Records supplied Start Marker

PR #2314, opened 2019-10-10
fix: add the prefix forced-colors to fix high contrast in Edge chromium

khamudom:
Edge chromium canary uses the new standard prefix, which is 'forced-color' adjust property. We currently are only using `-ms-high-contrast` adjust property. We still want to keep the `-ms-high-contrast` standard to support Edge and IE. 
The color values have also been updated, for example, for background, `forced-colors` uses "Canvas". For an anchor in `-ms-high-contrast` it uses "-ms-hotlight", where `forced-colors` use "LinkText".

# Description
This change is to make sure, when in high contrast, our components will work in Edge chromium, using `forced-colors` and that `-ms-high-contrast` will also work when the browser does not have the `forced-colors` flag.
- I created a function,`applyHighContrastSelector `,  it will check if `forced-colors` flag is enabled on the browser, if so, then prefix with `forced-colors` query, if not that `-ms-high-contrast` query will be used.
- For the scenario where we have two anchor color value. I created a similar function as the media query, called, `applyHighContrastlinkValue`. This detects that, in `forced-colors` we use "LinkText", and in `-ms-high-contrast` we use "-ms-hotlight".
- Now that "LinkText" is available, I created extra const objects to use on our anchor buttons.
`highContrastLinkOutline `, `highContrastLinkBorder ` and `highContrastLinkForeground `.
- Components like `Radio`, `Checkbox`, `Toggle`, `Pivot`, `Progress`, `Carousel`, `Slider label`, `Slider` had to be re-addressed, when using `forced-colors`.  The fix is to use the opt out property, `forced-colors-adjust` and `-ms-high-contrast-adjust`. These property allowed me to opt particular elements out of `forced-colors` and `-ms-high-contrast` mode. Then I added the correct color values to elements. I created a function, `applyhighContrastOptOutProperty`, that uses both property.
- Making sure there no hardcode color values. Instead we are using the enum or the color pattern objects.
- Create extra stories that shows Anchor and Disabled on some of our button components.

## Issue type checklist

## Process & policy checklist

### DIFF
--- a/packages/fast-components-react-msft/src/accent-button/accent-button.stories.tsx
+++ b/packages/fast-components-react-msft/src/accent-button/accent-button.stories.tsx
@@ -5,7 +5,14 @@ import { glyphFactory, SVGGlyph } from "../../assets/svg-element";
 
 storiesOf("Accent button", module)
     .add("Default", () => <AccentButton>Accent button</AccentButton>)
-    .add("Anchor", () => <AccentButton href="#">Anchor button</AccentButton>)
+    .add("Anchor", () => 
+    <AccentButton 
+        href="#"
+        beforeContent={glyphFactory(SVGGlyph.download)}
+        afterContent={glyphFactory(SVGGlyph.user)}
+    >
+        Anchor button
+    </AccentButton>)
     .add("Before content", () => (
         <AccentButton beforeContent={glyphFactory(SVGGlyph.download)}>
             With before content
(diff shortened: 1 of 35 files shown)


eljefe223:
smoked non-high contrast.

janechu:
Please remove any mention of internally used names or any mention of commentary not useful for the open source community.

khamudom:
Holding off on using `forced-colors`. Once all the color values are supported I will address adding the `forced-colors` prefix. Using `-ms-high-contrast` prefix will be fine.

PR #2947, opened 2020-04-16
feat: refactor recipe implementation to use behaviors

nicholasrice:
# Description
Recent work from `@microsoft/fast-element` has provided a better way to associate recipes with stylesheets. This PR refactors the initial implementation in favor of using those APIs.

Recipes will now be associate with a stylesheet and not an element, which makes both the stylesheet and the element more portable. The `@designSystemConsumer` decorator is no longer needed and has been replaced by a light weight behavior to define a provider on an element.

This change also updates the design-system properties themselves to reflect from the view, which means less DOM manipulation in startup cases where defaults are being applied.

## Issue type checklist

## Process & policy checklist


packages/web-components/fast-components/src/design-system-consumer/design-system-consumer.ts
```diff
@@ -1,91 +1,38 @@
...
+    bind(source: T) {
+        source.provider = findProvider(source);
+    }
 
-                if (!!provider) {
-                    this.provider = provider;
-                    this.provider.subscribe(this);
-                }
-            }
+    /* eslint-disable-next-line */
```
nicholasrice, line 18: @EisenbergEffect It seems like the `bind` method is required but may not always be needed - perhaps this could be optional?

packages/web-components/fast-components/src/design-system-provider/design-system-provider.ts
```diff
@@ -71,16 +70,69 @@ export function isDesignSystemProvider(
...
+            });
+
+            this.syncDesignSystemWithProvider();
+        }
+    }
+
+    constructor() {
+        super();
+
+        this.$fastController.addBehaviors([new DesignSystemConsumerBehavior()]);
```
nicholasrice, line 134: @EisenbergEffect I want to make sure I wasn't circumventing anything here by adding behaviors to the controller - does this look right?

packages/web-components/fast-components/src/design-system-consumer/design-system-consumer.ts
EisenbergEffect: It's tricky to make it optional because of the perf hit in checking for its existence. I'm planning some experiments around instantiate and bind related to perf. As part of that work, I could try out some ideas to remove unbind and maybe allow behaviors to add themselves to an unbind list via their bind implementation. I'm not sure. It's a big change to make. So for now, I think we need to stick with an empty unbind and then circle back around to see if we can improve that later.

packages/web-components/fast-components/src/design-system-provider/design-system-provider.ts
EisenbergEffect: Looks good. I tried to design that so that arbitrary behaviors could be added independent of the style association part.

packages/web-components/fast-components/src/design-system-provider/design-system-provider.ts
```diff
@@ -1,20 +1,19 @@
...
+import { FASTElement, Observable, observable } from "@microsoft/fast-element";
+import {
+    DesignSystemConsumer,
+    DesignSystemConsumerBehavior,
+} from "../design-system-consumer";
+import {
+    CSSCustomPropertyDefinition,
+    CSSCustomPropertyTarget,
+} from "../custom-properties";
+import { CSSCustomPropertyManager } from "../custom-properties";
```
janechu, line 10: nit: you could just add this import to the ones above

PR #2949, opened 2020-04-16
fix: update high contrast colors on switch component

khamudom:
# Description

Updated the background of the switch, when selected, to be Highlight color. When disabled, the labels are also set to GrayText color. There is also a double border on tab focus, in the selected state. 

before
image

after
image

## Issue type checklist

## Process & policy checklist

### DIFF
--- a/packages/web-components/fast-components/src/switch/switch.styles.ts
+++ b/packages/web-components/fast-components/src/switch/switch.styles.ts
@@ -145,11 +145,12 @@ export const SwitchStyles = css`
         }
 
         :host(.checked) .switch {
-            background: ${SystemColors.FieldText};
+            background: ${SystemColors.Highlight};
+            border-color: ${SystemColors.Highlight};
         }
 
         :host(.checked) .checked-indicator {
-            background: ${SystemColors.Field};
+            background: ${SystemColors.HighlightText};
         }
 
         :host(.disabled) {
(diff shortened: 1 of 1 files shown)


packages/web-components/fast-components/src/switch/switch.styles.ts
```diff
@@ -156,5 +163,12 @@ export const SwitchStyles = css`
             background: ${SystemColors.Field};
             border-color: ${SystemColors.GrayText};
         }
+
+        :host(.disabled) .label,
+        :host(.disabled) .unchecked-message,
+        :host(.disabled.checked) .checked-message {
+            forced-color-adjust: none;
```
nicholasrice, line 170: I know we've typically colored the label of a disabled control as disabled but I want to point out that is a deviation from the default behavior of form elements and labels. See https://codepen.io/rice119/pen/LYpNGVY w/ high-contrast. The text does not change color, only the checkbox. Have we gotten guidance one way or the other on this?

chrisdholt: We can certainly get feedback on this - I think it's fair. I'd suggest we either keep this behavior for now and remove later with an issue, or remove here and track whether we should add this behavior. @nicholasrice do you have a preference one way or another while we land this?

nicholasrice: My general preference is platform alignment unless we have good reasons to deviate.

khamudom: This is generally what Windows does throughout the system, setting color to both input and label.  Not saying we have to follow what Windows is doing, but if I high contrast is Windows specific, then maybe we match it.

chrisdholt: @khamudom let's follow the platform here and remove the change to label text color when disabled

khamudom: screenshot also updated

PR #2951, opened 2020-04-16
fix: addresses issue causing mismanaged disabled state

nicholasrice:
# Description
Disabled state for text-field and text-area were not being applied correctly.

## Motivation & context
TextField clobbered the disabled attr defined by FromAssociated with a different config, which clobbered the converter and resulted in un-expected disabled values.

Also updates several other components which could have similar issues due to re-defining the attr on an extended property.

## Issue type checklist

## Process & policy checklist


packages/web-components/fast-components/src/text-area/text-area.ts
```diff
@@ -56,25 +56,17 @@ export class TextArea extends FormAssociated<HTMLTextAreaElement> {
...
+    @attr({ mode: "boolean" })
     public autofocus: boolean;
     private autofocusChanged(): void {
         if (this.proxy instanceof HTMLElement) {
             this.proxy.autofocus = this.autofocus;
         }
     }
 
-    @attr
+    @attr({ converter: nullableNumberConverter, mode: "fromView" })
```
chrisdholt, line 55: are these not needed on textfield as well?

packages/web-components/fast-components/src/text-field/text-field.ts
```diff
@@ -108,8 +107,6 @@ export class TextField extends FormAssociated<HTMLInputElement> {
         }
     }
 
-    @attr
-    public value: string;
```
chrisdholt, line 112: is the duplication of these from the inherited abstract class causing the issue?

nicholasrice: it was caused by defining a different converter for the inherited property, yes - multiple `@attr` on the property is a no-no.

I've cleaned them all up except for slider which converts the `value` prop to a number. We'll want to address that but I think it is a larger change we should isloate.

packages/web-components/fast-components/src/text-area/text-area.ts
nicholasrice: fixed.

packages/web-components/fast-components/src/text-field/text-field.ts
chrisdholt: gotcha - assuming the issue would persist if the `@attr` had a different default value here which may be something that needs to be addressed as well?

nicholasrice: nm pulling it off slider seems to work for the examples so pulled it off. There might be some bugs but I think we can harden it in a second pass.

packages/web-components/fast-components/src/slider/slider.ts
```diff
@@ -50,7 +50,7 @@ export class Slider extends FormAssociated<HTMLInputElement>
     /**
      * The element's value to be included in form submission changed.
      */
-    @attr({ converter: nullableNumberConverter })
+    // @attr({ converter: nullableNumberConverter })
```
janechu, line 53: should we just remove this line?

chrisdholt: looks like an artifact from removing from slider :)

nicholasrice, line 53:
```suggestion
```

Records supplied End Marker

Where in the records does the string "react" appear? Copy every line that has it.

--- a/packages/fast-components-react-msft/src/accent-button/accent-button.stories.tsx
+++ b/packages/fast-components-react-msft/src/accent-button/accent-button.stories.tsx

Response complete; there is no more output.